Clay Shirky has an interesting 10,000 foot view of the FCC controversy. Thought provoking, as always.
I have my own take on the media concentration rules, namely that they’re concerning the wrong questions entirely. The most contentious issue the FCC was facing was the ownership cap – whereby a single company was prohibited from owning greater than X% of the local TV stations in the country. Think about that for a second. Done? OK, when was the last time you watched a local TV station? Besides the 11 o’clock news, can you remember the last locally-produced show you watched?
The fact is that local broadcasters are dinosaurs kept alive by government give-aways and which *impede* the diversity of voices in media rather than enhance it.

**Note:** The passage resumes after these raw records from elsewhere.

PR #18, opened 2016-10-20
[TEPHRA-194] Make startShort() throw IllegalArgumentException …

anew:
… consistently for invalid timeout values.

Previously, it was throwing IllegalArgumentException in-memory and Exception for thrift mode. 

This breaks down into:
- adding a new exception to the thrift stubs to be able to communicate back any exception
- adding a new method startShortWithTimeout that throws that exception
- modifying the TransactionServiceThriftClient to convert that exception back into an IllegalArgumentException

Here’s the real deal. 80% of US households now have cable or satellite, making the “broadcast” aspect of local broadcasts valuable to only a small minority of viewers; typically rural and poor. The reason the local stations can still survive when they don’t control their own distribution is something called the “must carry” rule. Basically it requires cable TV providers to carry all the local stations in their area, and pay them for the right to their signals. So the FCC gives the local stations the right to broadcast locally without any real regard for the quality or diversity of their viewpoints, then gives them free distribution through cable and finally adds subsidies. It should be no surprise that given this hugely uncompetitive environment the local stations are hardly breaking new ground in programming. In fact, they’re doing exactly what you would expect a member of a subsidized regulated oligopoly to do — they are competing within a very narrow range of options while doing everything they can to stop any restructuring of the industry. Channel 7 ActionNews at 6 or Channel 4 ActionNews at 6:30? Long live diversity.
Meanwhile, say you want to start a new cable station. Maybe one which would actually increase the diversity of viewpoints in media. Well, how do plan on distributing your channel? Cable companies aren’t exactly lacking in new channels to give to consumers, and don’t forget that 3 to 7 channels are taken up by the must carry local broadcasters. Well, instead of subsidies you can expect to pay the cable companies to get onto their systems. And if the cable companies are owned by a media conglomerate hostile to your media conglomerate you can expect a showdown like the ones seen between TimeWarner and Fox News a couple of years ago, or between Cablevision and Yes more recently.
What it all boils down to is a total misreading by the FCC of the key issues facing media regulation. The perspective needs to be on power of distribution not on ownership. The Internet proves this — when people can go to whatever web address they choose, the result is a free and diverse exchange of viewpoints. If the FCC was serious about creating a diversity of voices they would phase out must carry but increase the regulation around the distribution relationships between cable and satellite companies and whatever stations they choose to carry.